# LOL Hasta Willy Toledo le da zascas a Risto



## Lego. (13 Ene 2022)




----------



## CommiePig (13 Ene 2022)

pues tiene razón


----------



## juantxxxo (13 Ene 2022)

Pues tiene razón el wally.


----------



## Ernesto o lo otro (13 Ene 2022)

Lego. dijo:


>



hasta el loco ese queda como un tío sensato y con razón delante de ese fantoche.

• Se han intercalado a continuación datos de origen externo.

PR #3301, opened 2018-12-17
swaynag: remove double free of details button

### LINKED ISSUE #3300: swaynag: double-free crash
* Sway Version: sway version 1.0-beta.2-39-g1442d4e6 (Dec 17 2018, branch 'master')

* Debug Log: N/A

* Configuration File: N/A

Running swaynag without any arguments crashes. It looks like `swaynag.details.button_details` is appended to the `swaynag.buttons` linked-list, and then double-freed (as it's used there, and not NULLed out in the original pointer). See `main.c:103`

```
jaeger:~ $ gdb `which swaynag`   
GNU gdb (GDB) Fedora 8.2-5.fc29
[... snip .... ]
2018-12-17 13:40:09 - [swaynag/main.c:80] No message passed. Please provide --message/-m

Program received signal SIGABRT, Aborted.
0x00007ffff789f53f in raise () from /lib64/libc.so.6
[... snip ...]
(gdb) bt
#0  0x00007ffff789f53f in raise () at /lib64/libc.so.6
#1  0x00007ffff7889895 in abort () at /lib64/libc.so.6
#2  0x00007ffff78e2927 in __libc_message () at /lib64/libc.so.6
#3  0x00007ffff78e925c in  () at /lib64/libc.so.6
#4  0x00007ffff78ead45 in _int_free () at /lib64/libc.so.6
#5  0x0000000000407b73 in swaynag_destroy (swaynag=0x412b60 <swaynag>) at ../swaynag/swaynag.c:419
#6  0x0000000000404db2 in main (argc=1, argv=0x7fffffffdb08) at ../swaynag/main.c:130
```

RedSoxFan:
Fixes #3300 

If there are no arguments or invalid arguments given, swaynag will free
`swaynag.details.button_details` under the `cleanup` label in main. It
then called `swaynag_destroy`, which would attempt to free it again.

Since `swaynag.details.button_details` is either freed on line 106 of
main (when there is no detailed message) or added to `swaynag.buttons`
on line 103 of main, there is no reason to manually free it in
`swaynag_destroy`.

Although I cannot reproduce a double free on my system, for some reason,
it should have actually resulted in a double free in all code paths.

### DIFF
--- a/swaynag/swaynag.c
+++ b/swaynag/swaynag.c
@@ -416,7 +416,6 @@ void swaynag_destroy(struct swaynag *swaynag) {
 		free(button);
 	}
 	list_free(swaynag->buttons);
-	free(swaynag->details.button_details);
 	free(swaynag->details.message);
 	free(swaynag->details.button_up.text);
 	free(swaynag->details.button_down.text);


emersion:
>I cannot reproduce a double free on my system

Not all libc error out on double-free. Even if they can, they don't always do. To make sure we don't double-free, the best tool is `-Db_sanitize=address,undefined` or Valgrind.

emersion:
Thanks!

PR #3303, opened 2018-12-17
Allow tiling views to be dragged by the titlebar

### LINKED ISSUE #3182: Cannot drag windows with titlebar anymore
1. Try to drag a window's titlebar, without any modifier key
2. Nothing happens, it should move the window

Resizing with borders still works.

RedSoxFan:
Fixes #3182

Enables titling views to be dragged by the titlebar. This is in addition to using the modifier and dragging them from anywhere on the container surface. Floating views already allow this behavior.


emersion:
Thanks!

Issue #1894, opened 2018-05-02
Cursor hiding


ddevault:
Should be able to let users hide the cursor under certain conditions:

- [x] After a timeout
- [ ] ~When they start typing~ (Decided against supporting)
- [ ] ~When they touch the screen~ (Decided against supporting)

lightyou:
+1

PR #3307, opened 2018-12-17
Implement hide_cursor <timeout> command

RedSoxFan:
Supersedes #1979 
Related to #1894

Allows the cursor to be hidden after a specified timeout in milliseconds. Unlike #1979, `handle_activity` will only set the cursor image when it was previously hidden. This version will also iterate over the seats and update the timeouts for the associated cursors when the timeout is changed.

### DIFF
--- a/sway/input/cursor.c
+++ b/sway/input/cursor.c
@@ -589,6 +589,23 @@ void cursor_rebase(struct sway_cursor *cursor) {
 	cursor_do_rebase(cursor, time_msec, cursor->previous.node, surface, sx, sy);
 }
 
+static int hide_notify(void *data) {
+	struct sway_cursor *cursor = data;
+	wlr_cursor_set_image(cursor->cursor, NULL, 0, 0, 0, 0, 0, 0);
+	cursor->hidden = true;
+	return 1;
+}
+
+static void handle_activity(struct sway_cursor *cursor) {
+	wl_event_source_timer_update(cursor->hide_source,
+			config->hide_cursor_timeout);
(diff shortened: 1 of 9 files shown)


sway/input/cursor.c
```diff
@@ -1229,20 +1246,29 @@ static void handle_request_set_cursor(struct wl_listener *listener,
...
 void cursor_set_image(struct sway_cursor *cursor, const char *image,
 		struct wl_client *client) {
 	if (!(cursor->seat->wlr_seat->capabilities & WL_SEAT_CAPABILITY_POINTER)) {
 		return;
 	}
-	if (!image) {
+	if (cursor->hidden) {
+		return;
+	}
+	if (!image && cursor->image_surface) {
```
emersion: Does hiding the cursor still work?

emersion:
Thanks!

emersion:
Damn, code looked good to me but I forgot [this comment](https://github.com/swaywm/sway/pull/3307#discussion_r243906145) -- what do you think?

RedSoxFan:
> Damn, code looked good to me but I forgot this comment -- what do you think?

I just implemented it the same as the original PR, but it could be either. Honestly, never even thought of it before. If you want, I have no problem changing this to a seat command. That would be the more flexible option since you could specify a timeout per seat, if you wanted. Without looking, I'm not sure if seat wildcards are implemented though (I also have no problem adding those, if they aren't already)

emersion:
Yeah, I think that would be nice.

RedSoxFan:
Ok. I'll create a follow-up PR to switch it over within the next day or two

PR #3310, opened 2018-12-18
Return success when renaming a workspace to itself

### LINKED ISSUE #3309: i3 IPC behaviour mismatch: rename workspace fails when using the current name
sway version: 1.0-beta.2-47-ge726b5c4

Reproduction steps:

* Go to some workspace, e.g. workspace `1`
* Run `rename workspace` with the current name, e.g. `swaymsg rename workspace to 1`

Expected result (what i3 does): The command terminates successfully, the workspace retains its name.
Actual result: `Error: Workspace already exists`

A bit of background on why I hit this edge case and care about it being changed: I have a script (with `set -e` so it doesn't continue in case of an error) that lets me choose one of my coding projects, then opens it in my editor and renames the workspace accordingly. When I manually closed my editor after an update and wanted to re-open it with my script, it didn't work because the workspace still had the name of the project I was working on and renaming failed, making the script return early.

RyanDwyer:
Fixes #3309.

Please be sure to check my work thoroughly for backdoors (I'm from Australia).

### DIFF
--- a/sway/commands/rename.c
+++ b/sway/commands/rename.c
@@ -81,8 +81,12 @@ struct cmd_results *cmd_rename(int argc, char **argv) {
 	struct sway_workspace *tmp_workspace = workspace_by_name(new_name);
 	if (tmp_workspace) {
 		free(new_name);
-		return cmd_results_new(CMD_INVALID, "rename",
-				"Workspace already exists");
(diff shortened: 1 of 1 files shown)


emersion:
Thanks!

PR #3312, opened 2018-12-19
Terminate swaybg in output_disable

RedSoxFan:
Moves the call to `terminate_swaybg` from inside `apply_output_config` to
`output_disable`. The former was only called when an output was being
disabled. The latter is called when an output is being disabled and when
an output becomes disconnected. Without this, disconnecting an enabled
output would result in a defunct swaybg process.

### DIFF
--- a/sway/tree/output.c
+++ b/sway/tree/output.c
@@ -225,6 +225,11 @@ void output_disable(struct sway_output *output) {
 
 	root_for_each_container(untrack_output, output);
 
+	if (output->bg_pid) {
+		terminate_swaybg(output->bg_pid);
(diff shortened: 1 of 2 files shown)


sway/tree/output.c
```diff
@@ -225,6 +225,10 @@ void output_disable(struct sway_output *output) {
 
 	root_for_each_container(untrack_output, output);
 
+	if (output->bg_pid) {
+		terminate_swaybg(output->bg_pid);
```
emersion: I think it's important to reset `output->bg_pid` here in case the output is enabled again.

PR #3314, opened 2018-12-20
Allow output identifier in move, focus, and assign

RedSoxFan:
This allows output identifiers to be used with the following commands:
- `move container|window|workspace to output`
- `focus output`
- `assign [criteria] output`

### DIFF
--- a/sway/commands/focus.c
+++ b/sway/commands/focus.c
@@ -194,6 +194,9 @@ static struct cmd_results *focus_output(struct sway_seat *seat,
 	}
 	char *identifier = join_args(argv, argc);
 	struct sway_output *output = output_by_name(identifier);
+	if (!output) {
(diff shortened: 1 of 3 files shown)


sway/commands/focus.c
```diff
@@ -194,6 +194,9 @@ static struct cmd_results *focus_output(struct sway_seat *seat,
 	}
 	char *identifier = join_args(argv, argc);
 	struct sway_output *output = output_by_name(identifier);
+	if (!output) {
+		output = output_by_identifier(identifier);
```
emersion: Maybe we could replace `output_by_{name,identifier}` by a single function? Don't know if we use one without the other somewhere.

RedSoxFan:
Superseded by #3315

PR #3315, opened 2018-12-20
Combine output_by_name and output_by_identifier

RedSoxFan:
Supersedes #3314

This combines `output_by_name` and `output_by_identifier` into a single
function called `output_by_name_or_id`. This allows for output
identifiers to be used in all commands, simplifies the logic of the
callers, and is more efficient since worst case is a single pass through
the output list.


emersion:
Thanks!

PR #3316, opened 2018-12-20
swaylock: Add some key bindings to emulate login(1)

milkey-mouse:
There are a few key combos that do something in the standard `login` program that don't work with swaylock (sabotaging my muscle memory :wink:). Namely, Ctrl-C restarts login (i.e. clears the password buffer) and Ctrl-D (effectively EOF) submits it.

See the commit messages for more detail.


emersion:
Thanks!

También pasa que el fantoche se la come para no cabrear a su público de izquierdas, y como le jode comérsela sólo sabe que jijijijijijijear


----------



## Actor Secundario Bob (13 Ene 2022)

Estos esbirros del régimen son tan ratas inmorales que encima creen estar haciendo un ejercicio de neutralidad diaria y que nadie sabe cuál es su ideología real.


----------



## pagesitofeliz (13 Ene 2022)

De verdad es una forma de hacer el ridiculo y más creyendose saber más que el propio risco en lo filosóficamente correcto en lo político.
Y al verdad suelo ver el program de TEM y la verdad hay veces que me satisface y otros no, mismito que todos los demás programas del contrario con no verlos.
Anda que?.


----------



## Shy (13 Ene 2022)

Ni el tirito de justo antes de la entrevista le ha valido para salir del paso


----------



## Pagaaloslistoscontudinero (13 Ene 2022)

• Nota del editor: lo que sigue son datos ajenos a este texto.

PR #3412, opened 2019-01-12
config: fix line number with continued lines

RedSoxFan:
When the config has continued lines, `get_line_with_cont` may read more
than one line of the actual file. When displaying line numbers for error
messages, they should be the line number in the file to make it easy to
find and fix the issue.


ianyfan:
Thanks!

Issue #3253, opened 2018-12-04
resize grow/shrink <direction> is not consistent with i3


d-k-c:
* Sway Version: sway version 1.0-beta.2-17-gbca21ee0 (Dec 3 2018, branch 'maste
* Configuration File: vanilla configuration, only change is `set $term gnome-terminal`

In a workspace, open 3 terminals with horizontal splits:

```
+---------+
|    A    |
+---------+
|    B    |
+---------+
|    C    |
+---------+
```

In terminal A, typing, `swaymsg resize grow down` moves boundaries of all the windows. In i3, only the boundary between A and B moves, boundary between B and C stays at the same place.

Sidenote: while playing with resize, I got some weird "Error: Cannot resize any further" in terminal B when resize should have happened, but I could not determine what caused the issue. Just posting that here in case someone else noticed it.

PR #3418, opened 2019-01-14
Replace resize_axis with wlr_edges

RyanDwyer:
This patch removes the `resize_axis` enum in favour of `wlr_edges`. As `wlr_edges` has no `horizontal` or `vertical` value, it denotes these by bitwise `or`ing the left/right and up/down values. Two constants are defined to make it easier to refer to these.

This will allow the tiling resize seatop to utilise the functions in this file. `resize_axis` was local to the resize command and couldn't be exposed in function arguments.

This is progress towards #3253.

The function `container_resize_tiled` used to convert from a `wlr_edges` to a `resize_axis`, and now just passes the values through. This function is public and will be cleaned up as part of #3253.

### DIFF
--- a/sway/commands/resize.c
+++ b/sway/commands/resize.c
@@ -104,7 +104,7 @@ static void calculate_constraints(int *min_width, int *max_width,
 	}
 }
 
-static enum wlr_edges parse_resize_axis(const char *axis) {
+static uint32_t parse_resize_axis(const char *axis) {
 	if (strcasecmp(axis, "width") == 0 || strcasecmp(axis, "horizontal") == 0) {
 		return AXIS_HORIZONTAL;
 	}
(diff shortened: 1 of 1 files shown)


sway/commands/resize.c
```diff
@@ -111,61 +104,48 @@ static void calculate_constraints(int *min_width, int *max_width,
 	}
 }
 
-static enum resize_axis parse_resize_axis(const char *axis) {
+static enum wlr_edges parse_resize_axis(const char *axis) {
 	if (strcasecmp(axis, "width") == 0 || strcasecmp(axis, "horizontal") == 0) {
-		return RESIZE_AXIS_HORIZONTAL;
+		return AXIS_HORIZONTAL;
```
emersion: This value is outside the enum. The return type should be changed to `uint32_t`.

RyanDwyer: Does that mean I should change everything from `enum wlr_edges` to `uint32_t` where it could contain `AXIS_HORIZONTAL` or `AXIS_VERTICAL`?

emersion: Using `enum thing` with values outside of the enum is dangerous because `switch` statements might forget some cases. Bitfields are a special case of this. So yeah, everything should be changed if necessary.

RyanDwyer: Done.

emersion:
Thanks!

PR #3419, opened 2019-01-14
swaynag: handle empty $XDG_CONFIG_HOME better

ianyfan:
Set config path to fallback instead of setting $XDG_CONFIG_HOME


emersion:
Thanks!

Risto no tiene ideología, no os equivoqueis.


----------



## HARLEY66 (13 Ene 2022)

Actor Secundario Bob dijo:


> Estos esbirros del régimen son tan ratas inmorales que encima creen estar haciendo un ejercicio de neutralidad diaria y que nadie sabe cuál es su ideología real.



El problema de los imbéciles, y Risto es uno de los grandes imbéciles del show business español, es que creen que todos los de su alrededor son cómo poco igual de imbéciles que ellos.
Tener un programa de tv y encima ir de rebelde alternativo por la vida es de subnormales. El día que Risto se aparte un puto milímetro del dictado de sus jefes, al día siguiente ya no tiene programa. No a la semana siguiente. Mañana a la puta calle.


----------



## Wasi (13 Ene 2022)

Es una basura


----------



## Madafaca (13 Ene 2022)

HARLEY66 dijo:


> El problema de los imbéciles, y Risto es uno de los grandes imbéciles del show business español, es que creen que todos los de alrededor son cmo poco, igual de imbéciles que ellos.
> Tener un programa de tv y encima ir de rebelde alternativo es de subnormales. El día que Risto se aparte un puto milimetro del dictado de sus jefes, al día siguiente ya no tiene programa. No a la semana siguiente. Mañana a la puta calle.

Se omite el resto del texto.